Extracted material:
PR #68, opened 2020-08-29
Use a sealed class to distinguish between Android and Compose in ViewStateRenderer and ViewFilter.

zach-klippenstein:
Android-related logic is written in terms of `View`, Compose-related logic is written
in terms of `List<Modifier>`. This enables writing actual filters/renderers for Compose,
while exposing as little as possible about how Compose structures things internally.

### DIFF
--- a/radiography/src/main/java/radiography/ScannableView.kt
+++ b/radiography/src/main/java/radiography/ScannableView.kt
@@ -1,0 +1,26 @@
+package radiography
+
+import android.view.View
+import androidx.compose.ui.Modifier
+import radiography.ScannableView.AndroidView
+import radiography.ScannableView.ComposeView
+import radiography.compose.ExperimentalRadiographyComposeApi
+
+/**
+ * Represents a logic view that can be rendered as a node in the view tree.
+ *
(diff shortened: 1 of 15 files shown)


radiography/src/main/java/radiography/ScannableView.kt
```diff
@@ -0,0 +1,37 @@
...
+  @ExperimentalRadiographyComposeApi
+  public class ComposeView(
+    val width: Int,
+    val height: Int,
+    val modifiers: List<Modifier>
+  ) : ScannableView() {
+
+    internal constructor(
+      size: IntSize,
+      modifiers: List<Modifier>
```
pyricau, line 34: Does this compile without a dependency on compose? ie can you load a sealed class without loading one of the subclasses?

zach-klippenstein: Yep. It's just a generic, doesn't exist at runtime. Also for the record, we have UI tests that validate that this library works when used with an older Compose version, and with no Compose dependencies at all, so if CI is green, it's usable without Compose.

zach-klippenstein:
Updated README.

PR #69, opened 2020-08-29
Use ScannableView to walk the tree.

zach-klippenstein:
This hugely simplifies the `renderTreeString` code, removing the `TreeRenderingVisitor`
interface and replacing it with a simple function that renders a node and returns its
children. The polymorphism of tree nodes is now handled directly by `ScannableView`,
which also means we can test the tree logic separately (this PR adds a bunch of tests).

This change unblocks the introduction of `ScanScope` in a future PR (#70).

This PR is based on #68.


zach-klippenstein:
This PR is now complete and ready for review.

PR #70, opened 2020-08-31
Introduce ScanScope, a more flexible way to define what to scan.

### LINKED ISSUE #58: Drop SlotTable.scan, add composable selection support

zach-klippenstein:
Based on #69.
Closes #58.

`FocusedWindowViewFilter` is now `FocusedWindowScope`. `SlotTable.scan()` is gone.


radiography/src/main/java/radiography/Radiography.kt
```diff
@@ -40,69 +38,70 @@ public object Radiography {
   @JvmStatic
   @JvmOverloads
   public fun scan(
-    rootView: View? = null,
+    scanScope: ScanScope = AllWindowsScope,
```
pyricau, line 41: Makes me happy!

radiography/src/main/java/radiography/ScanScopes.kt
```diff
@@ -0,0 +1,73 @@
...
+  }
+
+  /**
+   * Scans all Composables in all windows that have the `Modifier.testTag` modifier with the given
+   * [testTag].
+   */
+  @ExperimentalRadiographyComposeApi
+  @JvmStatic
+  @JvmOverloads
+  fun composeTestTagScope(
```
pyricau, line 44: Might want to explain what a TestTag is and even link to the doc. https://developer.android.com/reference/kotlin/androidx/compose/ui/platform/package-summary#(androidx.compose.ui.Modifier).testTag(kotlin.String)

> Applies a tag to allow modified element to be found in tests.

It's not clear how this relates to Radiography.

pyricau: filed https://github.com/square/radiography/issues/72

zach-klippenstein: Good catch, I linked to the docs in the `ViewFilter` for test tags, but forgot to do so here.

PR #71, opened 2020-08-31
Cleanup some renderers.

### LINKED ISSUE #62: Merge compose text renderer into main one
How the contents of text views are rendered (show/hide, max length) are currently exposed in a number of ways: via multiple Defaults properties, and via parameters on text-specific renderers (both for android views and compose). These are awkward to compose: if you want to customize the text defaults, you can't use the defaults properties at all and must manually pass both the Android and the compose text renderers with the same values for their parameters.

There might be other future cases where similar renderers for related Android and compose concepts both need similar configuration, even though they're implemented as completely separate renderers.

Should we create something like a `class RenderingConfig` that would contain only the shared configuration values for stuff like text rendering? 

The text renderer factory functions would take a config object instead, and the Defaults* properties could become functions that accept an optional config object. 

Alternatively, the `ViewStateRenderer.render` method could take a config object, so the config could be changed independently from the initialization of the set of renderers and passed in through a parameter directly on the top-level scan function. 

E.g
```kotlin
// Not a data class for binary compatibility reasons
class RenderingConfig internal constructor(
  val includeText: Boolean,
  val maxTextLength: Int
)

// Can be deprecated and replaced to add values in binary compatible way. 
@JvmOverloads
fun RenderingConfig(
  includeText: Boolean = false,
  maxTextLength: Int = Int.MAX_VALUE
): RenderingConfig

fun Radiography.scan(…, config: RenderingConfig = RenderingConfig()) 

interface ViewStateRenderer {
  fun AttributeAppendable.render(
    value: Any?,
    config: RenderingConfig
  )
}
```

zach-klippenstein:
Based on #70.

- Makes the standard text value renderer also render compose text, so there's only
one place to configure text rendering.
- Merges `LayoutIdRenderer` into `ComposeViewRenderer`, since `layoutId` can be on any
Composable and there's no reason to have it separate.
- Renames the parameters to `textViewRenderer` to be more concise.

Fixes #62.


radiography/src/main/java/radiography/ViewStateRenderers.kt
```diff
@@ -55,49 +56,60 @@ public object ViewStateRenderers {
...
       CheckableRenderer,
-  ) + ComposeLayoutRenderers.DefaultsNoPii
+  )
 
   @JvmField
   public val DefaultsIncludingPii: List<ViewStateRenderer> = listOf(
       ViewRenderer,
-      textViewRenderer(includeTextViewText = true),
+      ComposeViewRenderer,
+      textViewRenderer(showTextValue = true),
```
pyricau, line 68: I think maybe the verb shouldn't be `show`, because this controls what we concatenate to a string not what we show on a string.

How about `showTextValue` ?

pyricau: and we could probably shorten to `renderText` ? idk.

pyricau: https://github.com/square/radiography/issues/73

pyricau:
Looks like my rebase broke something?

> Caused by: org.gradle.api.GradleException: There were failing tests. See the report at: file:///Users/runner/work/radiography/radiography/radiography/build/reports/androidTests/connected/index.html

radiography/src/main/java/radiography/ViewStateRenderers.kt
zach-klippenstein: I'm not sure I understand your distinction between "concatenate" and "show" in this context, but my LGAF is extremely low for this parameter. `includeTextViewText` just seemed unnecessarily long and verbose, and not strictly accurate anymore with the compose support. I'm fine with `renderText`.

zach-klippenstein:
Taking a look at the build failure.

zach-klippenstein:
Test failure is a flake, my guess is that Radiography is seeing UI from a previous test run?

```
expected to be empty
but was:
com.squareup.radiography.test/radiography.test.utilities.TestActivity:
window-focus:false
 DecorView { 1024×88px }
 `-FrameLayout { 936×0px }
   +-FrameLayout { id:content, 936×0px }
   | `-AlertDialogLayout { id:parentPanel, 936×0px }
   |   +-LinearLayout { id:topPanel, GONE, 0×0px }
   |   | +-LinearLayout { id:title_template, GONE, 0×0px }
   |   | | +-ImageView { id:icon, GONE, 0×0px }
   |   | | `-DialogTitle { id:alertTitle, 0×0px, text-length:0 }
   |   | `-Space { id:titleDividerNoCustom, GONE, 0×0px }
   |   +-FrameLayout { id:contentPanel, GONE, 0×0px }
   |   | `-ScrollView { id:scrollView, 0×0px }
   |   |   `-LinearLayout { 0×0px }
   |   |     +-Space { id:textSpacerNoTitle, 0×0px }
   |   |     +-TextView { id:message, GONE, 0×0px, text-length:0 }
   |   |     `-Space { id:textSpacerNoButtons, 0×0px }
   |   +-FrameLayout { id:customPanel, GONE, 0×0px }
   |   | `-FrameLayout { id:custom, 0×0px }
   |   `-ScrollView { id:buttonPanel, GONE, 0×0px }
   |     `-ButtonBarLayout { 0×0px }
   |       +-Button { id:button3, GONE, 0×0px, text-length:0 }
   |       +-Space { id:spacer, INVISIBLE, 0×0px }
   |       +-Button { id:button2, GONE, 0×0px, text-length:0 }
   |       `-Button { id:button1, GONE, 0×0px, text-length:0 }
   `-ViewStub { id:action_mode_bar_stub, GONE, 0×0px }

at radiography.test.RadiographyUiTest.when_noActivity_then_emptyHierarchy(RadiographyUiTest.kt:28)
```

zach-klippenstein:
Added a commit to try to fix the flake by using Android Test Orchestrator to isolate tests better.

PR #74, opened 2020-09-01
Add links and samples to documentation about test tags.

### LINKED ISSUE #72: Document TestTag
ScanScopes.composeTestTagScope() has "test tag" in its name and kdoc.

Might want to explain what a TestTag is and even link to the doc. https://developer.android.com/reference/kotlin/androidx/compose/ui/platform/package-summary#(androidx.compose.ui.Modifier).testTag(kotlin.String)

> Applies a tag to allow modified element to be found in tests.

It's not clear how this relates to Radiography.

zach-klippenstein:
Also fleshes out a lot more Compose documentation in the README, as well
as more general information about `ScanScope`.

Fixes #72.

### DIFF
--- a/README.md
+++ b/README.md
@@ -32,7 +32,8 @@ val prettyHierarchy = Radiography.scan(viewStateRenderers = DefaultsNoPii +
     })
 ```
 
-You can print a subset of the view hierarchies.
+You can print a subset of the view hierarchies by specifying a `ScanScope`. By default, Radiography
+will scan all the windows owned by your app.
 
 ```kotlin
 // Extension function on View, renders starting from that view.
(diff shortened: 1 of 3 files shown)


zach-klippenstein:
@pyricau Please merge if you approve.

README.md
```diff
@@ -77,38 +78,73 @@ This sample app lives in this repo in the `sample` directory.
 
 ## Jetpack Compose support
 
-Radiography will automatically render Composables found in your view tree if the Compose Tooling
-library is on the classpath. If you're using Compose, this is likely already the case (the
+[Jetpack Compose](https://developer.android.com/jetpack/compose) is Google's new UI toolkit. It is
+currently in pre-release status, and changes frequently. However, if you're already experimenting
+with Compose in your apps, any UI that is defined in Compose will not show up as Android views.
```
pyricau, line 83: >  any UI that is defined in Compose will not show up as Android views.

this is a bit confusing, show up where exactly?

How about:

> any UI that is defned in Compose does not include any Android view.

README.md
```diff
@@ -77,38 +78,73 @@ This sample app lives in this repo in the `sample` directory.
...
-or you don't depend on the Tooling library, then Radiography will include a message in the result
-asking you to upgrade Radiography or add the Tooling library, but this is optional.
+or you don't depend on the Tooling library, then Radiography will still try to detect compositions,
+but instead of rendering the actual hierarchy, it will just include a message asking you to upgrade
+Radiography or add the Tooling library.
 
 ### Compose usage
 
-Compose support is experimental right now, since Compose is still changing a lot on a regular basis.
+_Compose support is experimental right now, since Compose is still changing a lot on a regular
```
pyricau, line 97: > changing a lot on a regular basis.

=>

> changing frequently.

?

README.md
```diff
@@ -77,38 +78,73 @@ This sample app lives in this repo in the `sample` directory.
...
+The `DefaultsNoPii` and `DefaultsIncludingPii` renderers include default Compose renderers – you
+don't need to do anything special. Additional Compose-specific renderers can be found in the
+`ComposableRenderers` object.
 
-Composables can be filtered just like views, but instead of using view ID, you can either specify
-a test tag (as in the string passed to `Modifier.testTag()`), or match on any layout ID (as in
-`Modifier.layoutId()`).
+To create a custom renderer for Compose, implement a `ViewStateRenderer` to handle values of type
+`ComposeView`. The `ComposeView` has a list of all the `Modifier`s that have been applied to the
+composable, including its [semantics](https://developer.android.com/reference/kotlin/androidx/compose/ui/semantics/SemanticsModifier?hl=en#semanticsConfiguration:androidx.compose.ui.semantics.SemanticsConfiguration).
```
pyricau, line 116: this might want a code example

README.md
```diff
@@ -77,38 +78,73 @@ This sample app lives in this repo in the `sample` directory.
...
 
-The `DefaultsNoPii` and `DefaultsIncludingPii` renderers already configure the Compose renderers as
-well. Additional compose-specific renderers can be found in the `ComposeLayoutRenderers` object.
-Custom Compose renderers cannot be created at this time, since we're still figuring out exactly
-what the best public API for that looks like. If you need a custom Compose renderer, please file
-an issue on this repo!
+To _only_ scan the contents of the `Body` composable, use `composeTestTagScope`:
+```kotlin
+val prettyHierarchy = Radiography.scan(scanScope = composeTestTagScope("app-body"))
+```
```
pyricau, line 147: The example is really cool! One thing that's not obvious when reading this is that at first it sounds like "_only_ scan the contents of the `Body`" is the opposite of "scan everything _but_ the debug drawer" so then we expect some kind of API symmetry which there isn't.

And the main reason for that is that the first is a filter vs the second is a root provider.

Might want to add an extra sentence to the second case, e.g.:

```
To _only_ scan the contents of the `Body` composable, specify a `composeTestTagScope` `ScanScope`  to tell Radiography where to start from:
```

radiography/src/main/java/radiography/ScanScopes.kt
```diff
@@ -35,8 +35,25 @@ object ScanScopes {
   }
 
   /**
-   * Scans all Composables in all windows that have the `Modifier.testTag` modifier with the given
-   * [testTag].
+   * Scans only composables that have a [`Modifier.testTag`][androidx.compose.ui.platform.testTag]
```
pyricau, line 38: > Scans only composables

This might be confusing, as it sounds like a filter when in fact it includes the entire composable hierarchy for any matched composable. 

I think the confusion comes from the fact that "scan" here means "find roots" but that's not obvious.

README.md
zach-klippenstein: Agreed it's confusing. Technically a Compose UI _may_ [include android views](https://developer.android.com/jetpack/compose/interop#views-in-compose). This whole paragraph is awkward. How about replacing it with:

> [Jetpack Compose](https://developer.android.com/jetpack/compose) is Google's new declarative UI toolkit. It is a completely new implementation, and does not use Android views itself (although it [interoperates](https://developer.android.com/jetpack/compose/interop#views-in-compose) with them seamlessly).

README.md
```diff
@@ -77,38 +78,73 @@ This sample app lives in this repo in the `sample` directory.
...
 ## Jetpack Compose support
 
-Radiography will automatically render Composables found in your view tree if the Compose Tooling
-library is on the classpath. If you're using Compose, this is likely already the case (the
+[Jetpack Compose](https://developer.android.com/jetpack/compose) is Google's new UI toolkit. It is
+currently in pre-release status, and changes frequently. However, if you're already experimenting
+with Compose in your apps, any UI that is defined in Compose will not show up as Android views.
+
+Radiography will automatically render composables found in your view tree if the Compose Tooling
+library is on the classpath. If you are using Compose, this is likely already the case (the
```
zach-klippenstein, line 86:
```suggestion
library is on the classpath. If you are using Compose, you're probably already using this library (the
```

README.md
```diff
@@ -77,38 +78,73 @@ This sample app lives in this repo in the `sample` directory.
...
 `@Preview` annotation lives in the Tooling library). On the other hand, if you're not using Compose,
 Radiography won't bloat your app with transitive dependencies on any Compose artifacts.
 
 Compose releases frequently. If you are using Radiography with an unsupported version of Compose,
```
zach-klippenstein, line 90:
```suggestion
Compose changes frequently, and while in alpha, is being released every two weeks. Radiography's Compose support is experimental. If you are using Radiography with an unsupported version of Compose,
```

README.md
zach-klippenstein: Going to remove this sentence from this paragraph and move it to the one above.

README.md
zach-klippenstein: Should these be separate samples? I was on the fence whether using the same code for both caused the confusion you pointed out.

radiography/src/main/java/radiography/ScanScopes.kt
zach-klippenstein: How about
```suggestion
   * Limits the scope of the scan to start from composables that have a [`Modifier.testTag`][androidx.compose.ui.platform.testTag]
```

zach-klippenstein: Done.

README.md
zach-klippenstein: Done.

README.md
zach-klippenstein: Done.

README.md
zach-klippenstein: Done.

README.md
zach-klippenstein: Done.

README.md
zach-klippenstein: Split them into separate samples and talked about scoping first.

README.md
zach-klippenstein: Done.

zach-klippenstein:
Addressed all comments and polished some other wordings.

What is required: Copy out every line of the records that the string "interface" appears in.

Written solution:
interface and replacing it with a simple function that renders a node and returns its
interface ViewStateRenderer {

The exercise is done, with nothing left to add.